The exports are much better:
- There’s a rich list of parameters – album name, face tags, geo coordinates, dates
- The XMP files for the video files contain the date it was recorded
- There are none of the ‘behind the scenes’ ancillary files – such as thumbnails, lower resolutions, etc. No mess
- Files retain the original filename from the source, such as IMG_NNNN for iPhone photos – rather than the hashed filename the S3 bucket contains.
- The zip file download function appears to be based on the original photo creation date, not the upload date; ie. If you only started using Picturelife a year ago, but uploaded 10 years’ worth of photos with their timestamps intact, you would see a list of 10 years’ worth of zip files to download.
So – I can at least try to use those copies where I have them. Ideally, I would be able to dedupe these against the S3 sync, so I can delete the ones in the S3 bucket which I have safe and sound, and avoid processing duplicates in the S3 bucket if they never get the export working again and I have to go through it manually to recover my photos.
Where to go from here
So, right now, I have a list of challenges to consider:
- Dedupe the zipped Picturelife exports, against the S3 backup, including any thumbnails or different resolutions
- Get a datestamp against the videos, which is likely only stored on Picturelife’s own servers, so as to get them in sequence with all my photos
- See how any ‘special’ photos were handled, if at all (eg. Bursts, live photos, etc), and if they can be recovered (I suspect they weren’t stored)
- Analyse generally whether my assumptions and deductions are working, ideally by checking distributions of datestamps, video timestamps, etc.
I’ve checked for various deduplication tools for files and photos, as well as file scanners, file renamers, etc., but I have to admit, I wish I had the scripting skills to do a lot of this. Scripts such as “do a checksum compare of the exported and S3 Picturelife files, deleting the S3 copy with any thumbnails or other recodes if the zip copy is good” is something few tools will have, unless they also support a scripting language themselves. Other useful things would be to check the number of unique photos before thumbnails and different resolutions, or compare creation dates against modification dates to understand what they represented. I wish I had learnt Python, here!

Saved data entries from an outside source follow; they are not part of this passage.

PR #972, opened 2018-09-17
PICARD-1350: fix drag'n'drop on cover art box

zas:
It wasn't working in most cases, mainly due to QByteArray vs bytes mismatch (actually since a long time)

# Summary

* This is a…
    * [x] Bug fix
    * [ ] Feature addition
    * [ ] Refactoring
    * [ ] Other

# Problem

Dropping cover art image on cover art box doesn't work in many cases.

* JIRA ticket (_optional_): [PICARD-1350](https://tickets.metabrainz.org/browse/PICARD-1350)

# Solution

Tested working cases (linux):

- dropping local file (file://...) png & jpeg
- dropping remote url file (http://...) png & jpeg from Chrome & firefox
- dropping image url from Google Images, works from Chrome, doesn't from Firefox

# Action

### DIFF
--- a/picard/ui/coverartbox.py
+++ b/picard/ui/coverartbox.py
@@ -371,7 +371,7 @@ class CoverArtBox(QtWidgets.QGroupBox):
             path = url.path()
             if url.hasQuery():
                 query = QtCore.QUrlQuery(url.query())
-                queryargs = {k:v for k, v in query.queryItems()}
+                queryargs = dict(query.queryItems())
             else:
                 queryargs = {}
             if url.scheme() == 'https':
--- a/picard/ui/coverartbox.py
+++ b/picard/ui/coverartbox.py
@@ -368,16 +368,19 @@ class CoverArtBox(QtWidgets.QGroupBox):
             self.load_remote_image(url, None, fallback_data)
 
         if url.scheme() in ('http', 'https'):
-            path = url.path(QtCore.QUrl.FullyEncoded)
+            path = url.path()
             if url.hasQuery():
-                path += '?' + url.query(QtCore.QUrl.FullyEncoded)
+                query = QtCore.QUrlQuery(url.query())
+                queryargs = {k:v for k, v in query.queryItems()}
+            else:
+                queryargs = {}
             if url.scheme() == 'https':
                 port = 443
             else:
                 port = 80
             self.tagger.webservice.get(url.host(), url.port(port), path,
                                   partial(self.on_remote_image_fetched, url, fallback_data=fallback_data),
-                                  parse_response_type=None,
+                                  parse_response_type=None, queryargs=queryargs,
                                   priority=True, important=True)
         elif url.scheme() == 'file':
             path = os.path.normpath(os.path.realpath(url.toLocalFile().rstrip("\0")))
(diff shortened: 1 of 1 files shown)


phw:
Ok, first round of testing on Windows and Linux (macOS will follow):

1. Drag'n'drop in general works for me on current master on both Linux and Windows, but it prints warnings "Can't load image: Not enough data". The images are displayed fine, though, even with correct width, height etc. I did not investigate further, but your branch fixes this.

2. Images loaded from URLs work only, if the URL does not contain query strings. This is due to some crazy double encoding of paths and query parameters, I have a fix at https://github.com/phw/picard/commit/f701faeb13301a3878f4af898859e60d91127cba you can pull

3. Loading from Google images works only on Chrome, it passes the data differently (no URL, but actual image data). My fix above addresses this also and makes the image drop work in other browsers (tested Firefox on Linux, Edge on Windows). It works even better, since it will load the actual source image, while Chrome only provides the displayed thumbnail

4. On Windows dragging an image file on the coverartbox adds this file to the list of images (so dropping multiple times will result in multiple cover images), on Linux it replaced the existing one. I don't know why, is there a setting for this?

Apart from this regarding this fix definitely a +1. Maybe pull my change above into this PR as well.

zas:
>     4\. On Windows dragging an image file on the coverartbox adds this file to the list of images (so dropping multiple times will result in multiple cover images), on Linux it replaced the existing one. I don't know why, is there a setting for this?

Yes, you can switch Replace/Add by right click on cover art box, there are options in context menu to switch the behavior.

I added your fix for browser dnd, thanks.

picard/ui/coverartbox.py
```diff
@@ -75,33 +75,40 @@ def dropEvent(self, event):
...
+        if dropped_data:
+            try:
+                mime = imageinfo.identify(dropped_data)[2]
+                if mime in ('image/jpeg', 'image/png'):
+                    accepted = True
+                    log.debug("Dropped %s mime data (%d bytes)", mime,
+                              len(dropped_data or ''))
+                    self.image_dropped.emit(QtCore.QUrl(''), dropped_data)
+            except imageinfo.IdentificationError:
+                pass
```
phw: I think we should log this as a warning, at minimum debug. We have enough totally ignored exceptions already :D

picard/ui/coverartbox.py
```diff
@@ -357,20 +364,23 @@ def fetch_remote_image(self, url, fallback_data=None):
...
+        if fallback_data:
             self.load_remote_image(url, None, fallback_data)
 
         if url.scheme() in ('http', 'https'):
-            path = url.path(QtCore.QUrl.FullyEncoded)
+            path = url.path()
             if url.hasQuery():
-                path += '?' + url.query(QtCore.QUrl.FullyEncoded)
+                query = QtCore.QUrlQuery(url.query())
+                queryargs = {k:v for k, v in query.queryItems()}
```
phw: I know this is my code and a bit nit-picking, but I think `k: v` instead of `k:v` reads nicer. In [PEP 274](https://www.python.org/dev/peps/pep-0274/), which introduced dict comprehension, they even use `k : v` (but not consistently).

picard/ui/coverartbox.py
```diff
@@ -414,10 +425,14 @@ def load_remote_image(self, url, mime, data):
...
         if config.setting["load_image_behavior"] == 'replace':
             set_image = set_image_replace
+            debug_info = "Replacing with dropped %r in %r"
         else:
             set_image = set_image_append
+            debug_info = "Appending dropped %r to %r"
 
+        update = True
         if isinstance(self.item, Album):
+            log.debug(debug_info, coverartimage, self.item)
```
phw: This debug line gets repeated for every `isinstance` check, can we move it before the `if`?

picard/ui/coverartbox.py
zas: Addressed in 71737ed

picard/ui/coverartbox.py
zas: I agree for the style, but here the whole dict comprehension is useless, fixed in 
dac7c2

picard/ui/coverartbox.py
zas: Yup, i converted a (useless) warning to debug, and simplfied. See 
7dd6cf6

In the meantime, I’m left to sorting out what I have, and waiting. You can argue that I should never have moved away from the YYYY\MMDD – Event Name structure that I used to use, but the fact was, I wasn’t keeping up with that either, finding myself spending endless weekends trying to keep up. Picturelife did offer a great way to organise, and actually use – share and view – these photos, and my one big failure was in taking regular backups, and testing my data export strategy.
Lesson learned. Backup. Test. The two most important words in IT.